10. A file processing method comprising:

generating a proxy file storing a related image related to an image in a high efficiency image file format (HEIF) file, the proxy file being another HEIF file.

11. A program for causing a computer to function as:

a file control unit configured to generate a proxy file storing a related image related to an image in a high efficiency image file format (HEIF) file, the proxy file being another HEIF file.

12. A file processing device comprising:

a file control unit configured to detect an image in a high efficiency image file format (HEIF) file, the image corresponding to a selected related image selected from a related image that is related to the image and stored in a proxy file being another HEIF file.
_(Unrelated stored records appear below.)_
PR #1331, opened 2023-03-30
Check for free beachwalks available before getting effect

Shiverwarp:
Garbo will currently spend an adventure to get "Do I Know You From Somewhere?" if you used all your free beach walks before running it

### DIFF
--- a/src/mood.ts
+++ b/src/mood.ts
@@ -20,6 +20,7 @@ import {
   $items,
   $skill,
   AsdonMartin,
+  BeachComb,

13. The file processing device according to claim 12, wherein

the proxy file is a HEIF file in an image item format, the HEIF file storing the related image as an item.

14. The file processing device according to claim 13, wherein

the proxy file stores association information that associates the related image with specification information specifying the image corresponding to the related image, and

the file control unit detects, as the image corresponding to the selected related image, the image specified by the specification information associated with the selected related image.

15. The file processing device according to claim 14, wherein

the proxy file stores the association information in which an item ID specifying the related image is correlated with the specification information, and

the file control unit detects, as the image corresponding to the selected related image, the image specified by the specification information correlated with the item ID of the selected related image.

16. The file processing device according to claim 12, wherein

the related image is different from the image in image quality or data amount.

17. The file processing device according to claim 12, wherein

the related image is different from the image in number of pixels or in size and same as the image in content, is different from the image in signal format and same as the image in content, or is different from the image in gradation and same as the image in content.

18. The file processing device according to claim 12, wherein

the HEIF file stores the image and a thumbnail image of the image, and

the related image is: the thumbnail image stored in the HEIF file; an image for which coding with a compression ratio different from the compression ratio for the thumbnail image is adopted; or an image for which a codec different from the codec for the thumbnail image is adopted.

19. A file processing method comprising:

detecting an image in a high efficiency image file format (HEIF) file, the image corresponding to a selected related image selected from a related image that is related to the image and stored in a proxy file being another HEIF file.

20. A program for causing a computer to function as:

a file control unit configured to detect an image in a high efficiency image file format (HEIF) file, the image corresponding to a selected related image selected from a related image that is related to the image and stored in a proxy file being another HEIF file.